A curry house chef who murdered his two young daughters and wife because she refused to help him renew his visa was jailed for at least 40 years, reports Daily Mail.
Mohammed Abdul Shakur, 47, killed Juli Begum, 26, along with daughters Anika, five, and Thanha, six, on 1 January 2007 after arguing with his wife about his immigration status.
He then had sex with his wife one last time before he smothered her with a pillow and strangled Anika with a white sock and fractured Thanha's skull, before fleeing for Bangladesh on the next available flight, according to the British daily.
Back in his home country he confessed his crimes to his sister-in-law, warning her: 'If you tell the police I will murder you and your children.'
He later moved to India, illegally, and went to ground for several years before his whereabouts became known.
Shakur denied three counts of murder but declined to give evidence in his trial. The jury deliberated for two days to find him guilty of all the charges.
Daily Mail also says that sentencing Shakur at the Old Bailey, judge Richard Marks QC said: 'This was a wicked, vicious and sustained attack on two little girls, and on your wife who at 4ft and 8in was a tiny woman.
'By contrast, at around 6ft tall and well built, you were no match for her whatsoever. It is difficult to imagine three more vulnerable and defenceless victims.
'You, to this day, have not shown one iota of remorse for what you did. The tenor of your defence is that these killings were not done by you - a defence the jury saw through.'
The judge sentenced him to a 40-year jail term, minus the six years, six months and six days spent in custody in India and the UK, it adds.

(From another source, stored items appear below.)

PR #2042, opened 2022-07-18
testing: identify flaky tests

geekflyer:

PR #9463, opened 2023-08-03
[devtools] (Re)Introducing target determinator cargo cli

ibalajiarun:
### Description

This PR (re)introduces the target-determinator based cargo command wrapper from the diem project, albeit in a simplified and very opinionated way. The implementation details diverge from the original implementation and is tailored to the everyday use-case at Aptos. It uses the `determinator` [crate](https://docs.rs/determinator/latest/determinator/index.html), which was originally used in diem repo, to identify potentially affected packages between local changes and remote. 

As v0, the features are very limited:
- Only identifies changed packages with respect to local origin/main ref. It won't work for other branch such as release branches yet.
- Does not yet allow excluding certain packages such as smoke-tests if they are identified as affected.
- It downloads cargo metadata of origin/main ref from a GCS bucket, if not present locally. This may affect offline development.

There are two binaries:
- aptos-cargo-cli is the default CLI that can be installed and used via `aptos-cargo-cli`.
- cargo-x is the cargo subcommand, which will allow invoking the CLI via `cargo x ...`

The command supports the following subcommands: `check`, `fmt`, `nextest`, `test`, `xclippy`

### Test Plan

To install: `cargo install --path devtools/aptos-cargo-cli --bin cargo-x`

Manual testing


devtools/aptos-cargo-cli/src/bin/cargo-x.rs
```diff
@@ -0,0 +1,36 @@
+// Copyright © Aptos Foundation
```
JoshLind, line 1: nit: technically we should be adding the full license, but I recognize the linter doesn't currently enforce this 😢 
```
```

JoshLind (approved):
Thanks @ibalajiarun! This looks reasonable to me. Any chance you could link the old PR/code version you're pulling this functionality from? 😄

devtools/aptos-cargo-cli/src/bin/cargo-x.rs
ibalajiarun: Good point @JoshLind, we should discuss this, because the implementation details are totally different. I only borrow the idea of calling cargo commands with the appropriate --package flags and implement it very differently. I use the public determinator and guppy crates in crates.io to find the affected packages to pass to the --package flag, so that attribution is implicit. Given this, I wonder if we need to change the license. wdyt?

The original code was removed here: https://github.com/aptos-labs/aptos-core/pull/2042

perryjrandall (approved):

perryjrandall:
thank u boss man

devtools/aptos-cargo-cli/src/bin/cargo-x.rs
JoshLind: Hmm.. I'm so-so. If there's no copy/pasta and things are sufficiently different, I don't think we need to worry too much 😄 But, if you feel like there's some overlap, it probably makes sense to use the shared license?

ibalajiarun: I added the shared license to couple of files that look like there is an overlap, just to be safe.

The court heard Shakur had since 'accepted' the jury's findings and he showed little emotion as the judge returned the sentence.
Police went to the family home in East Ham, east London, on 10 January, 2007 after concerns from Ms Begum's relatives.

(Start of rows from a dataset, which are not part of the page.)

Issue #7906, opened 2023-04-24
[CLI] Ledger support


alnoki:
Per recent discussion with @gregnazario @davidiw @CapCap on Move Monday.

Currently Petra supports the Ledger hardware wallet integration, but the Aptos CLI does not.

The lack of support on the CLI imposes burdensome development costs on builders: if they want to publish, sign a transaction etc. from a hardware wallet, they will need to develop some kind of bespoke interface that feeds in a transaction request to Petra.

Adding ledger support to the CLI will improve the pace of development, without discouraging secure practices (as a result of burdensome inconveniences).

See also https://docs.solana.com/wallet-guide/hardware-wallets/ledger#use-ledger-nano-with-solana-cli

dylanschultzie:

The body of 4ft 8in Ms Begum was discovered beneath a bedcover with Anika laid across her and Thanha nearby.
By the end of the week, Shakur had fled to Bangladesh on a £340 flight after telling associates his father was gravely ill, but was eventually arrested in India in May 2013 before being extradited in April 2019.
The couple had an arranged marriage in Bangladesh when Ms Begum was 19, but Shakur had repeatedly been violent towards his wife and did not like their children much because they were not boys, the court heard.

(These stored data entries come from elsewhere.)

PR #9466, opened 2023-08-03
fix SerializeKey/DeserializeKey macros to work for generic structs

alinush:
### Description

Much like https://github.com/aptos-labs/aptos-core/pull/9117.

Currently cannot get this to work. `DeserializeKey` is trickier to get right: see the `serialize_key.rs` test currently failing below.

Also, a bit confused about whether the `serde` name of the `Value` struct, in the `deserialize_key` procedural macro, needs to be changed to account for the type params also.

```
alinush@macbook [~/repos/aptos-core/crates/aptos-crypto] (alin/fix-serializekey-macros) $ cargo test
   Compiling aptos-crypto v0.0.3 (/Users/alinush/repos/aptos-core/crates/aptos-crypto)
error: expected one of `#`, `>`, `const`, identifier, or lifetime, found `<`
  --> crates/aptos-crypto/src/unit_tests/serialize_key.rs:28:24
   |
28 |     struct TestGenerics<SubType> {
   |                        ^ expected one of `#`, `>`, `const`, identifier, or lifetime

error: proc-macro derive produced unparsable tokens
  --> crates/aptos-crypto/src/unit_tests/serialize_key.rs:27:28
   |
27 |     #[derive(SerializeKey, DeserializeKey)]
   |                            ^^^^^^^^^^^^^^

error[E0277]: the trait bound `for<'de> TestGenerics<SubType>: test_utils::_::_serde::Deserialize<'de>` is not satisfied
  --> crates/aptos-crypto/src/unit_tests/serialize_key.rs:32:64
   |
32 |     impl<SubType: ValidCryptoMaterial> ValidCryptoMaterial for TestGenerics<SubType> {
   |                                                                ^^^^^^^^^^^^^^^^^^^^^ the trait `for<'de> test_utils::_::_serde::Deserialize<'de>` is not implemented for `TestGenerics<SubType>`
   |
   = help: the following other types implement trait `test_utils::_::_serde::Deserialize<'de>`:
             <&'a Path as test_utils::_::_serde::Deserialize<'de>>
             <&'a [u8] as test_utils::_::_serde::Deserialize<'de>>
             <&'a serde_bytes::Bytes as test_utils::_::_serde::Deserialize<'de>>
             <&'a str as test_utils::_::_serde::Deserialize<'de>>
             <() as test_utils::_::_serde::Deserialize<'de>>
             <(T0, T1) as test_utils::_::_serde::Deserialize<'de>>
             <(T0, T1, T2) as test_utils::_::_serde::Deserialize<'de>>
             <(T0, T1, T2, T3) as test_utils::_::_serde::Deserialize<'de>>
           and 189 others
   = note: required for `TestGenerics<SubType>` to implement `DeserializeOwned`
note: required by a bound in `traits::ValidCryptoMaterial`
  --> crates/aptos-crypto/src/traits.rs:63:72
   |
61 | pub trait ValidCryptoMaterial:
   |           ------------------- required by a bound in this trait
62 |     // The for<'a> exactly matches the assumption "deserializable from any lifetime".
63 |     for<'a> TryFrom<&'a [u8], Error=CryptoMaterialError> + Serialize + DeserializeOwned
   |                                                                        ^^^^^^^^^^^^^^^^ required by this bound in `ValidCryptoMaterial`

For more information about this error, try `rustc --explain E0277`.
error: could not compile `aptos-crypto` (lib test) due to 3 previous errors
```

Jurors were not told of Ms Begum's further claim that he had raped her three or four times around the end of 2000.
While working in the Ancient Raj Indian restaurant in Frimley, Surrey, Shakur was paid £130 a day cash in hand and was allowed to live above his work, jurors heard.
He sent money to his family in Bangladesh while Ms Begum received child benefits, the court heard.
The couple had rowed over his immigration status and financial contribution to the household in the run-up to the massacre, jurors were told.
Junior prosecutor Kerry Broome broke down in tears during a previous hearing as she read out how the murder impacted the victims' distraught family.
As members of the jury burst into tears junior prosecutor Kerry Broome faltered as she read Ms Begun's sister Sheli's statement and a police officer had to take over.
It read: 'Juli was not just my sister. She was also my best friend. We spoke all the time on the phone. She was a person I used to share everything with and I was the same for her.
'My nieces were like daughters to me. I feel the pain as much today as if it was yesterday that they died. I feel the loss of the women my nieces never got to become.
'They used to talk non-stop. Anika used to love to play dress-up. Thanha was always reading a book. You would always find her with a book; she was very bright.
'It upsets me so much to think about what they might have witnessed.'
Sheli also described how their mother, Karful Nessa, 'would cry in the middle of the night' and was so depressed family members would have to sit with her.
Ms Begum said: 'She (Ms Nessa) suffered from depression and it affected her health.
'She used to cry all the time, she told me all the time she couldn't concentrate and couldn't sleep.
'She said she could hear Thanha and Anika crying out to her.'
Ms Begum added: 'I see them in my mind. The only thing I can think of is them, not my husband or my own children.
'It has destroyed my life - I cannot watch the television or see a film without something triggering back to what happened. It will be with us for the rest of our lives.'
David Spens, QC, prosecuting, said Ms Begum 'never had visitors' and lived an insular 'friendless' life.
Mother-of-four Mary Banweyana said Ms Begum visited her house twice and their daughters would play.
Ms Banweyana described her as 'always smiling and happy' and would stop to talk to her.
She said: 'The last time I saw Juli's children was when they finished school for the Christmas holidays. The children seemed fine and very happy.'
She last saw Ms Begum when she was washing her husband's car, on 28 December, and they would talk unlike Shakur who 'never spoke' or would say hello.
Ms Begum kept 22 carat gold necklaces, earrings and bangles worth £15,000 in her bedroom, together with a gold wedding set which has never been traced.